All the pics have gone.


----------



## Mutt (Nov 23, 2008)

THE BROTHER'S GRUNT said:
			
		

> *Let's just say i'm sick of it. Every month i have to go in and delete post. How about next month we just don't have it? :confused2: All the work us Mods do here to keep you members happy goes down the pooper for the most part. COMPLAIN COMPLAIN COMPLAIN! :holysheep:  From here on out i'm done with the BPOTM contest. If another Mod wants to take it over and do it fine but i'm done. :ciao: PS: I went in and undeleted your post.   Reply without pics at will.  *


great going guys ....had to piss him off...and he always loved working the BPOTM thread...but he had some simple rules that made his life easier then you jump his ***. Mods cannot even be selected for any the contests...He did that for fun and the pleasure of the community and you bash him for it :holysheep:
I could care less about it now :ignore:. sorry TBG you had to get greif even though you spend everyday in that thread keeping it up. Thanks for spending hrs setting up the votes and linking the pictures and getting the winners photo up on the main page. I know it took hrs each month. 

Some peeps not happy unless they crap on the carpet and punch the gift horse in the mouth.


----------



## slowmo77 (Nov 23, 2008)

man i must have missed it! ahh come on now guys the rules are the same every month. as senior members you should know the rules by now. we all brag about what good jobs the mods do on keepin things here civil and on track. lets not go and lose the BPOTM contest over something like this. 

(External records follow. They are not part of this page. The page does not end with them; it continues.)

Issue #753, opened 2023-12-12
GatewayManager should conservatively use `extract_counterpart()`


jsantell:
Currently, our gateway extractors extract `GatewayScope`, `SphereExtractor` and `GatewayAuthority`. We should be conservative in calling `extract_counterpart` on unauthenticated requests, or before authentication in authenticated requests, as this could involve database lookups or other external resolution measures.

For authenticated routes, we extract the counterpart to get the sphere context and scope before authenticating within the route. We should explore some shallow UCAN validation before extracting the counterpart. We'll most likely have to rework axum's layers.

For unauthenticated routes (did route), we'll have to resolve the counterpart ultimately. A caching layer here looks appropriate, as the response should very rarely change.

PR #796, opened 2024-01-24
chore: Task Workers Revamp

jsantell:
### Decoupled Worker Tasks

Worker tasks are now abstracted such that routes now send jobs via a `JobClient` decoupled from where the work is performed. A standalone `noosphere_gateway::jobs::worker_queue` module provides the work distribution logic, with each processor receiving a `GatewayJobContext` that provides access to sphere contexts, IPFS, and name resolvers when processing a job.

* Worker jobs can now queue up additional tasks on success (IPFS Syndication -> Name Record Publish) (https://github.com/subconsciousnetwork/noosphere/issues/606).
* Jobs can be retried upon failure. 
* Some timeout logic has been implemented, but not yet ready.
* Republishing name records is now its own job type. Eliminates the need for the scheduler to resolve the latest name record.

### Minimize external queries

`GatewayManager` and routes were updated to minimize GM queries (https://github.com/subconsciousnetwork/noosphere/issues/753).

In addition to a single, cacheable baseline query for scope, unauthenticated routes now has one less external query, and authenticated routes also has one less external query, with another query moved behind authorization.

Ultimately handler logic *should not* be changed, other than moving Push handler's queueing of name record publishing behind IPFS syndication.

## Caveats/Concerns/Enhancements

* We should do some profiling to measure lock contention across workers where appropriate amongst shared resources like `KuboClient` and the name resolver.
* Job processors may need to be rethought in order to better take advantage of retries e.g. classifying a failure between retriables, invalid state/unretriable, and failed-but-ok-to-lazily-try-again-later.
* ~~Implement timeouts in worker queue.~~ Timeouts now implemented
* Ipfs syndication revision parameter now optional (unused? to confirm)
* Ensure name record provided to PUSH is still valid after Ipfs syndication completes due to record expiry


jsantell:
Added explicit checks on existence of name records after syncing changes in tests, possibly clearing up a handful of intermittent failures.

Windows builds are having an unrelated issue: https://github.com/subconsciousnetwork/noosphere/pull/805

rust/noosphere-gateway/src/single_tenant/job_client.rs
```diff
@@ -0,0 +1,168 @@
...
+/// The number of worker threads to process jobs.
+const WORKER_COUNT: usize = 5;
+/// How many times by default jobs should retry upon failure.
+/// @TODO Consider allowing individual jobs to hint if they
+/// should be retried, versus failures that can be attempted
+/// on next periodic cycle.
+const JOB_RETRIES: usize = 1;
+/// How many seconds before a job is considered broken,
+/// and potentially restarted.
+const TIMEOUT_SECONDS: u64 = 180;
```
jsantell, line 30: Syndicating large histories could be longer than this timeout, and notably, name records' publishing timeframe is currently 2 minutes.

rust/noosphere-gateway/src/jobs/worker_queue/queue.rs
```diff
@@ -0,0 +1,70 @@
...
+    /// By default, `retries` is set to 1 and `timeout` is 3 minutes.
+    pub fn spawn(
+        worker_count: usize,
+        worker_context: P::Context,
+        retries: Option<usize>,
+        timeout: Option<Duration>,
+    ) -> Self {
+        let (request_tx, request_rx) = unbounded_channel();
+        let handle = Some(Arc::new(tokio::spawn(async move {
+            let workers = WorkerQueueThread::<P>::new(
```
cdata, line 35: The naming and documentation were confusing to read the first time around. `WorkerQueue` sounds like "the thing that has a pool of workers." In fact, the documentation currently reads:

```rs
/// An abstraction around managing several worker threads, and distributing
/// work amongst them.
```

And, there is `WorkerQueueThread`, which sounds like the thing that does work on a thread. But, most of the meaningful management of multiple threads is performed by `WorkerQueueThread`.

Why are these separate constructs? It kind of looks like all that `WorkerQueue` does is thinly wrap `WorkerQueueThread`. Also: can we call `WorkerQueueThread` something closer to what it is? Maybe it's just `WorkerQueue`, maybe it's a `WorkerQueuePool`. It's certainly not a single thread so long as it has a `Vec<Workers<P>>`.

rust/noosphere-gateway/src/jobs/worker_queue/worker.rs
```diff
@@ -0,0 +1,151 @@
...
+    fn fmt(&self, f: &mut std::fmt::Formatter<'_>) -> std::fmt::Result {
+        f.debug_struct("JobRequest")
+            .field("job", &self.job)
+            .field("attempts", &self.attempt)
+            .finish()
+    }
+}
+
+/// Provides an interface to perform a job via [Processor]
+/// on another thread.
```
cdata, line 54: Can you comment about the usage and lifecycle of a `Worker` in the documentation?

rust/noosphere/tests/distributed_basic.rs
```diff
@@ -292,35 +295,45 @@ async fn traverse_spheres_and_get_incremental_updates_via_noosphere_gateway_via_
...
     for pair in [&pair_1, &pair_2] {
         let name = pair.name.clone();
         let mut ctx = pair.sphere_context().await?;
         ctx.write("my-name", "text/plain", name.as_ref(), None)
             .await?;
         ctx.save(None).await?;
-        ctx.sync().await?;
+        initial_versions.push(ctx.sync().await?);
+    }
+    {
```
cdata, line 319: Why is the extra block needed?

cdata (changes requested):
The bones look excellent, but I have some light opinions about some of the flesh :)

Great work so far!

rust/noosphere/tests/distributed_basic.rs
jsantell: Looks unnecessary, will remove

jsantell:
Updates ([commit](https://github.com/subconsciousnetwork/noosphere/pull/796/commits/8cadcfc18fb9e514ebf7d4426bd97bda06476e11)):
* Changes/cleanups from feedback
* Remove vestigial `revision` in IpfsSyndication job
* Reduce indirection from cloning (e.g. use outer Arcs, not inner)
* s/ContextResolver/SphereContextResolver
* s/NameResolverExt/NameResolverPoller
* s/WorkerQueueThread/WorkerQueueOrchestrator
* More documentation for `worker_queue`

cdata (approved):
LGTM, thanks for the hard work on this!

PR #812, opened 2024-02-08
chore: Update libp2p to 0.53.2

jsantell:
One major need for this is to continue building on rust nightly 1.78.0, due to our current libp2p version using an incompatible crate in its dependency graph.

Docker images are also updated to rust stable (1.75.0) to support dependency updates.

### DIFF
--- a/rust/noosphere-ns/src/dht/swarm.rs
+++ b/rust/noosphere-ns/src/dht/swarm.rs
@@ -1,60 +1,59 @@
-use crate::dht::errors::DhtError;
-use crate::dht::DhtConfig;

TBG don't give up on it yet, i might have a plant to enter one day. just update the rules and in bold print tell people you post without a pic BAM ! 3 day ban. i bet they don't post but once without a pic..


----------



## time4tokin20s (Nov 23, 2008)

Sorry but there was no rule stating that you couldn't post without a pic and I've never seen him ask any of the prior "offenders" not to do it.We cracked a few jokes.If we can't have a little fun what's the point.
 I appreciate what the mods do but was floored this morning by getting threatened with a rant saying "I mean it, I'll ban anyone for a day.Just try me(something along those lines)" Come on! If he wants to stop doing the contest that's his business but mods can be in the wrong and we should be able to say so.


----------



## HippyInEngland (Nov 23, 2008)

time4tokin20s said:
			
		

> Sorry but there was no rule stating that you couldn't post without a pic


 


> *Post a reply to this thread with your picture. (REPLIES WITHOUT A PICTURE WILL BE DELETED) If you have a question please submit a new thread in the forum. *


 
Its in the very first post.


----------



## time4tokin20s (Nov 23, 2008)

HippyInEngland said:
			
		

> Its in the very first post.



"post a reply to this post"is telling us how to enter the contest.It don't say a thing about posts without pics are forbidden.Just that they'll be deleted.And it definitely don't say anything about being banned if you do.He took it too far.


----------



## GMCORP (Nov 23, 2008)

I'm sorry, it's probably mostly my fault!


----------



## annscrib (Nov 23, 2008)

i know this is going to be very sad,,,, i love looking all the great pics that yall post of ur plants,, just to see all the work they have put in them even if it was just a bud shot, i do hope someday (soon) that tbg want give up on this all together,,, i did see those post i know then that tbg was going to be upset,,but im just so sorry it had to go this far 

p.s please yall fellow the rules so we want lose things as good as the bpotm


----------



## gettinggray1964 (Nov 23, 2008)

hey i am soory again, please dont do away with this or future contest....


----------



## nvthis (Nov 23, 2008)

THE BROTHER'S GRUNT said:
			
		

> *Let's just say i'm sick of it. Every month i have to go in and delete post. How about next month we just don't have it? :confused2: All the work us Mods do here to keep you members happy goes down the pooper for the most part. COMPLAIN COMPLAIN COMPLAIN! :holysheep: From here on out i'm done with the BPOTM contest. If another Mod wants to take it over and do it fine but i'm done. :ciao: PS: I went in and undeleted your post.  Reply without pics at will.  *


 
Why, hell.... I'll do it for a month or two... Sounds like fun! 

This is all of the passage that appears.